I’m currently reading, studying, & highlighting all of The complete guide to Yin Yoga. It’s my “textbook” for my Yin Certification class that I am currently in the process of completing and loving. I’ve always enjoyed a slower more relaxing type of yoga class since I started practicing. I love ending my practice so “zened out” that I don’t quite know where I am or what day it is. That’s when I know I fully let go of the outside world and it was a dang good class. My curiosity for teaching a yin like class came to light a couple months ago when I was talking with Patricia about how our personalities are very yin and yang. Her being the yang, more powerful, energetic, trying to change the world and having the confidence to do just that, and myself being more yin like, calm, slower, soaking it all in whether it be a conversation or workout. That’s when a lightbulb went off, I need to actually learn and teach yin classes, so I enrolled in Rhia Robinson’s yin yoga certification down the street at Yoga Collective. If you’ve been coming to Tuesday class at our space, you have probably been one of my guinea pigs in a yin class which I am very grateful for your support and trust in me. I know Yin is very foreign and not a typical fitness yoga class, but I promise you the benefits are bountiful. My favorite thing about yoga (in general) is that no matter how much you read, how much you study or how much you practice, there is always so much more to learn. I constantly feel like a student with yoga, which to be honest is where I am most comfortable, in a learning environment. This book is a great start to learning about what Yin yoga is, the benefits of yin, and the long term effect it has on your body and most importantly your mind. I catch myself re-reading it over and over again, hoping all the words just click. Hopefully one day all the text clicks and I become an expert 🙂
The biggest question I get is, actually it’s less of a question and more of a facial expression showing a little bit of confusion and a little bit of boredom and hopefully a little bit of curiosity. So I wanted to take some time to write down and clarify what yin yoga is. I have an easier time writing then I do speaking about it, so hopefully this will answer some of your questions, or some of your facial expressions. Technically yin is just another branch of hatha yoga, so it’s still good ole YOGA. Man, I could just tell you that and call it a day, but I know that would not fully benefit you to not at least know some of what I have learned. It gives your practice more purpose & understanding to know. Just like with anything we do! Why am I doing this and remind me again, what for? I sometimes ask myself those same questions with yoga, I always can come up with billions of reason, but it definitely crosses my mind a lot. I’m a skeptic though on many subjects, so I like to do the research so I personally understand why I’m doing something and not because someone just told me to. Alright, alright, alright – I’ll get to the point.
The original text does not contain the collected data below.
Issue #1877, opened 2026-08-30
jq: nested terminal slice with `|= empty` errors where jq no-ops


newhoggy:
**Severity: Low** (requires a nested slice whose update filter's own output is `empty`)

## Summary

`(.a[0:1] | .[0:2]) |= empty` and `.a[0:1][0:2]? |= empty` on `null` raise `A slice of an array
can only be assigned another array` in succinctly, but real jq treats the whole expression as a
no-op (`null` unchanged), because jq's `_modify`/`|= empty` semantics delete/no-op on empty
update output rather than writing a literal `null` back that then fails an array-shape check.

## Repro (verify against pinned jq 1.7.1 before implementing)

```
$ echo null | jq -c '.a[0:1][0:2]? |= empty'
null   # (expected — verify live before relying on this)

$ echo null | succinctly jq -c '.a[0:1][0:2]? |= empty'
jq: error (at <stdin>:1): A slice of an array can only be assigned another array
```

## Discovery context

Found live during #1873's code review — this is the *terminal* nested-slice arm
(`terminal_write: true`, unconditional), not the mid-chain `Null` arm #1873 fixed, so it's a
different code path with the same symptom shape. Confirmed reproducible identically on
`origin/main` (pre-#1873) — not a regression, and `terminal_write: true` is explicitly excluded
from #1873's fix, so this was never in that fix's scope.

## Scope note

A real fix likely means `|=`'s own filter-produces-`empty` handling (wherever `update_path`
distinguishes "no output" from "output is the value to splice in") needs to reach `through_slice`
before it forces the array-shape check, similar in spirit to how `?` is threaded through but for
a different signal (empty output, not a caught error). Filing to make this trackable, not
blocking.

newhoggy:
See #1894's comment thread — investigated while looking for the next pickup and found the actual root cause is broader than this issue's own framing: `update_path`'s general (non-slice) `Expr::Identity` arm has the identical `|= empty` → delete gap already self-documented as "a separate, pre-existing bug" (confirmed live: `{"a":1} | .a |= empty` gives `{"a":null}`, not jq's `{}`). This issue's slice-specific symptom and #1894's are both downstream of that same missing general mechanism, not independent `through_slice` bugs. Not attempting the fix now (genuinely Tier 3, needs a design pass covering all three shapes together) — leaving in `Ready` with the wider scope noted.

newhoggy:
[...]

PR #1929, opened 2026-08-30
fix(jq): update_path deletes on `|= empty` instead of writing null

### LINKED ISSUE #1916: jq: `.a |= empty`/`.[0] |= empty`/`.[] |= empty` write `null` instead of deleting the key/element
**Severity: Low** (requires an update filter, `|=`/`+=`/etc., that produces literally zero outputs)

## Summary

Real jq's `_modify` (the shared machinery behind `|=` and friends) falls back to `delpaths` when the update filter yields no output at all — it doesn't write a literal `null`. `update_path`'s terminal `Expr::Identity` arm in `src/jq/eval.rs` always does `*root = outputs.into_iter().next().unwrap_or(OwnedValue::Null)`, which can't distinguish "the filter produced empty" from "the filter produced the value `null`" once it reaches `Field`/`Index`/`Iterate` targets — both collapse to writing `null` in place, where jq deletes the key/element (or, for `Iterate`, drops it from the containing array/object).

```console
$ echo '{"a":1}' | jq -c '.a |= empty'
{}
$ echo '{"a":1}' | succinctly jq -c '.a |= empty'
{"a":null}

$ echo '[1,2,3]' | jq -c '.[0] |= empty'
[2,3]
$ echo '[1,2,3]' | succinctly jq -c '.[0] |= empty'
[null,2,3]

$ echo '[1,2,3]' | jq -c '.[] |= empty'
[]
$ echo '[1,2,3]' | succinctly jq -c '.[] |= empty'
[null,null,null]
```

A slice-addressed path (`.[0:2] |= empty`) already gets this right as of #1877/#1894 — this issue is the exact same underlying jq mechanism (`_modify`'s empty-output-means-delete fallback), just for the `Field`/`Index`/`Iterate` targets that fix's own doc comments explicitly called out as separate, pre-existing, and not attempted.

## Discovery context

Found live while implementing #1877/#1894 (`through_slice`'s own `|= empty` handling) — that fix already threads a `wrote: bool` signal through `update_path`'s return value (`Result<bool, EvalEscape>`, `false` meaning "the terminal filter produced no output"), but only `through_slice`'s `Null`/`Array`/`String` arms consume it today. `Field`/`Index`/`Iterate` still just write the literal `null` fallback regardless of what the signal says.

## Suggested fix direction

The `wrote: bool` signal already exists at every `update_path` call site (added by #1877/#1894) — this issue is "wire it up" rather than "invent it": `Expr::Field`'s terminal arm would need to `map.shift_remove(name)` instead of writing `null` when the recursive call reports `wrote == false`; `Expr::Index`'s terminal arm would need to remove the element and shift the array down instead of overwriting it with `null`; `Expr::Iterate` is the trickiest, since jq's actual behavior (`[]` from a 3-element input) means *every* element resolving to empty removes itself, which doesn't fit the single aggregate `Ok(true)`/`Ok(false)` this function currently returns for the whole loop — likely needs per-element removal during the loop (an `retain`-style pass) rather than a single boolean decision after it.

The mid-chain (`Pipe` arm) copies of `Field`/`Index`/`Iterate` would need the identical treatment, not just the terminal ones — this codebase's established pattern (see `update_path`'s own `#1428`/`#1181`-era comments) is that mid-chain and terminal arms are separately-maintained duplicates of each other, so a real fix has to touch both.

## Related

- #1877 / #1894 — where the `wrote` signal was introduced, scoped narrowly to `through_slice`'s own arms
- `update_path`'s `Expr::Identity` arm in `src/jq/eval.rs` — where the `null`-fallback originates

newhoggy:
## Summary

`.a |= empty`, `.[0] |= empty`, and `.[] |= empty` left the target as `"key":null` / an unchanged-length array of nulls instead of deleting the key/element, the way real jq's `_modify` does (it falls back to `delpaths` whenever the update filter produces no output at all).

`update_path`'s terminal `Identity` arm already computed a `wrote: bool` signal for exactly this case (added by #1877/#1894 for `through_slice`'s slice arms), but the `Field`/`Index`/`Iterate` arms above it never consumed it — they always kept the just-written `Null`. This PR wires that signal through:

- **`Field`**: deletes the key when `wrote` is false, restoring the root to `Null` if autovivifying it created the only content (`null | .a |= empty` stays `null`, not `{}`).
- **`Index`**: bounds-checking is deferred behind the filter, mirroring `delete_at_path`'s own `Index` arm — jq resolves an index leniently for *reading* (`getpath`-style: out of range in either direction reads `null`) and only applies the write-time bounds check once a real value is about to land. Confirmed live: `.[-5] |= 99` raises `"Out of bounds negative array index"`, but `.[-5] |= empty` silently no-ops — the error lives on the write path, never the delete path an empty filter takes instead.
- **`Iterate`**: rebuilt in one pass for both array and object roots (not removed in place, which would be quadratic).

Every case in the description above, plus the full matrix in the new test, is verified live against jq 1.7.1. Also updates two existing tests that had pinned the old, wrong output as an intentional characterization of this exact bug (one flagged "if this is ever fixed, update this test").

Fixes #1916

## Test plan
- [x] `cargo test --features cli,simd,regex,serde` (full suite, incl. new `test_field_index_iterate_delete_on_empty_update_filter_1916`)
- [x] `cargo fmt --check`
- [x] Extensive live differential testing against pinned jq 1.7.1 (36+ cases) covering the deferred-bounds-check edge case, nested chains, and object/array iterate

### DIFF
--- a/src/jq/eval.rs
+++ b/src/jq/eval.rs
@@ -18461,9 +18461,11 @@ fn get_path_mut<'a>(
 /// elements), reports its own outcome directly. Consumed in three places:
 /// `through_slice`'s `Null`/`Array`/`String` arms (to distinguish `|=
 /// empty` from a literal `null` write), the mid-chain `Pipe` arm's
-/// "stranded" autoviv-undo check, and -- since #1916 -- this function's own
-/// terminal `Field`/`Index`/`Iterate` arms, which delete the key/element
-/// outright on `false` instead of leaving it `null`.
+/// "stranded" autoviv-undo check, and -- since #1916, jq mode only -- this
+/// function's own terminal `Field`/`Index`/`Iterate` arms, which delete the
+/// key/element outright on `false` instead of leaving it `null`. yq mode
+/// keeps its pre-#1916 behavior at those three arms unchanged; see the
+/// `Field` arm's own comment for why.
 fn update_path<S: EvalSemantics>(
     root: &mut OwnedValue,
     path_expr: &Expr,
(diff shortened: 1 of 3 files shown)


newhoggy:
Code review (two independent agents) plus my own live differential testing against yq v4.53.3 found the initial fix regressed yq mode — it applied the new delete-on-empty-filter behavior unconditionally across both modes, but real yq has no `delpaths`-fallback concept at all. Pushed a follow-up commit gating all three terminal arms behind `S::TAG != EvalTag::Yq`, restoring yq mode to its exact pre-#1916 behavior (verified byte-identical against a pre-#1916 build across every case the reviews raised), and added a yq-mode regression test. jq mode is unaffected. Details in the latest commit message.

Yin yoga is ultimately holding each pose for a longer amount of time to stress and strengthen your tissues. We all have yin and yang tissues, so doing yin yoga targets those yin tissues which are typically the lower part of your body. Yin tissues are dryer and much less elastic compared to yang tissues, so these tissues appreciate and require gentler pressures, applied for longer periods of time in order to be stimulated to grow stronger. Yin is specifically designated to exercise the ligaments and to regain space and strength in the joints. There are roughly 36 yin postures taken from the list of 900 hatha yoga poses mostly used in yang practices.
The 3 Principles of Yin:
1. Come into the pose to an appropriate depth: this is where you play with your edges, finding out what works for YOU
2. Resolve to remain still
3. Hold the pose for time: 2-10 minutes
One chapter in this book brakes down each pose with a list of benefits it brings you. There are also modifications for each pose, Alleluia!, I LOVE modifications. They bring me a weird sense of happiness and relief while I’m practicing. My favorite part in this book is “the goal when we hold yin poses in stillness: we awaken to the present moment. We touch what is happening in our body, and in our heart & mind. We don’t have to go anywhere: right here, right now – this is life.” Actually, that was not my initial favorite part, but I found that while looking this good one up “Yin & Yang, tha & ha, which together form “hatha” – after which the well-known school of yoga is a mix of yin & yang practice. You must have yin AND yang within your life and yoga practice,” because life is all about learning to balance 🙂
I will be posting more about Yin as I keep learning. In the meantime, when you are in my class or practicing Yin on your own, go ahead and adopt these mantras:
“We don’t use our body to get into a pose, we use the pose to get into our body”
“If you are feeling it, you are doing it”
“Yin is not competitive, there is not model of what each pose should look like, go where you body allows and let it open up on its own time. Remember, going further is a sign of ego, and staying where you are is embracing yin.”